Equation 2 gives a general quality metric Q based on the ratio of clutter reduction C to amount of distortion T. However, the quantification of clutter reduction C has been not fully concluded in existing work. We propose to employ the reduction of the used pixel number \(\varDelta {P}\) in a graph drawing to measure C. Specifically, \(C = \varDelta {P} = P - P^{\prime }\) that is the difference of the used pixel number P of the original drawing and the used pixel number \(P^{\prime }\) of the bundled drawing.

Intuitively, T can be given by Eq. 6 that quantifies the total distortion of all the sample points. However, different methods can generate different numbers of sample points. For example, FDEB generates the same number of sample points for each edge, while our MLSEB method and the KDE-based methods sample different edges into different numbers of points. Thus, instead of the total distortion of all the sample points, we use the average distortion: \(\overline{T} = \frac{T}{S}\), where S is the total number of the sample points in the graph. Therefore, we modify Eq. 2 to

$$\begin{aligned} Q = \frac{\varDelta {P}}{\overline{T}}. \end{aligned}$$
(11)

The rationale of Eq. 11 is to measure how many pixels are decreased by generating one unit distortion. A higher value of Q means a better quality result. Table 2 shows the quantitative quality comparison between our MLSEB method, FDEB and FFTEB. Our comparison is based on the drawings with an image resolution of \(400 \times 400\), as shown in Figs. 3, 4 and 5. All the statistic results are generated after a graph is bundled, i.e., after all iterations. We note that it makes less sense to compare the distortion in each iteration because the initial iterations of some methods, such as FDEB and FFTEB, may have surprisingly large distortion. It is more reasonable to compare the quality of results after the bundling iterations are finished. We also note that using different parameters, such as different iteration numbers and different bandwidths for different methods, can yield different results. We use the recommended parameters in FDEB’s and FFTEB’s papers [12, 23], which are the best results we can get from the existing work. The S columns in Table 2 show the numbers of the sample points in a graph using different methods.

Table 2. Quality comparison using the US migrations graph.

We can see that the quality of MLSEB is generally better than the other two methods in terms of Eq. 11. For the four different datasets, FFTEB makes the most clutter reduction. However, it also incurs more distortion. FDEB achieves a comparable quality as ours for the US migrations dataset; whereas, when the dataset is getting larger (France airlines), FDEB will generate tremendous distortion, as shown in Table 2 and Fig. 4, thus lowering the quality score. Note when using the large US migrations dataset, the advantage of MLSEB over FFTEB becomes marginal. Overall, MLSEB gains the highest quantitative scores in terms of quality according to Eq. 11.

7 Conclusions and Future Work

We present a new edge bundling method MLSEB that holistically considers distortion minimization and clutter reduction. Inspired by the MLS work [1, 20], our approach generate bundle effects by iteratively projecting each site to its local regression curve to converge with other nearby sites based on its neighborhood’s density. Such a local regression curve can reduce the distortion of the local bundle. Our method is easy to implement. The timing result shows MLSEB is at the same order of magnitude of the current fastest edge bundling method FFTEB in terms of computational speed.

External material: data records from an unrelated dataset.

PR #69, opened 2021-05-03
remove regression test elements

wshands:
Addresses https://ucsc-cgl.atlassian.net/browse/SEAB-2475
Regression tests are run from dockstore/dockstore to test older CLI versions against newer webservice master or release branches. Regression tests do not need to be in the CLI project as we are not testing newer CLI versions against older webservice versions.


coverbeck (approved):

NatalieEO (approved):

garyluu (approved):

Richard-Hansen (approved):

.circleci/config.yml
```diff
@@ -221,6 +221,9 @@ commands:
          name: Install postgresql client
          command: |
            sudo rm -rf /var/lib/apt/lists/*
+           # heroku.com is not updating their keys
```
denis-yuen, line 224: Any idea why this is not needed in dockstore/dockstore or is this about to fail there too?
`cimg/openjdk` is slightly older but the machine image appears to be the same

denis-yuen (approved):

.circleci/config.yml
wshands: I do not know why this is not needed in dockstore/dockstore

PR #71, opened 2021-06-25
CLI Release 1.11.0 rc.0 changes to develop

wshands:


denis-yuen (commented):
Changes looked reasonable but there looked like relevant build issues to resolve

coverbeck (commented):
Was here, seconding Denis' comment on build issues.

coverbeck (commented):
Shouldn't there be a release/1.11.0 branch, with a PR against that?

coverbeck:
> Shouldn't there be a release/1.11.0 branch, with a PR against that?

On further reflection, I guess if nothing has changed on develop, it will work.

dockstore-client/src/main/java/io/dockstore/client/cli/nested/WorkflowClient.java
```diff
@@ -303,11 +303,11 @@ private Workflow getDockstoreWorkflowByPath(String path) {
         // simply getting published descriptors does not require permissions
         Workflow workflow = null;
         try {
-            workflow = workflowsApi.getPublishedWorkflowByPath(path, null, false, null);
+            workflow = workflowsApi.getPublishedWorkflowByPath(path, "versions", false, null);
```
coverbeck, line 306: This means that the 1.10 client will break against the 1.11 web service, doesn't it? I don't think there's much to do about it at this point.

coverbeck (approved):

garyluu (approved):

dockstore-client/src/main/java/io/dockstore/client/cli/nested/WorkflowClient.java
wshands: Yes

NatalieEO (approved):

Richard-Hansen (approved):

denis-yuen (approved):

We use a quality assessment to evaluate the quality of resulting edge bundles. Our MLSEB method shows better results in our preliminary comparison. However, a more comprehensive comparison between our MLSEB method and the other methods requires further investigation, where other factors (e.g., edge crossing reduction) may be also considered. In addition, we plan to apply optimal bandwidth selection [24, 40] to improve MLSEB. We would also like to incorporate semantic attributes into MLSEB to enhance bundling results. Last but not least, bundling a very large graph (e.g., one with billions or trillions of edges) remains a very challenging task, which is a next possible direction in our future work.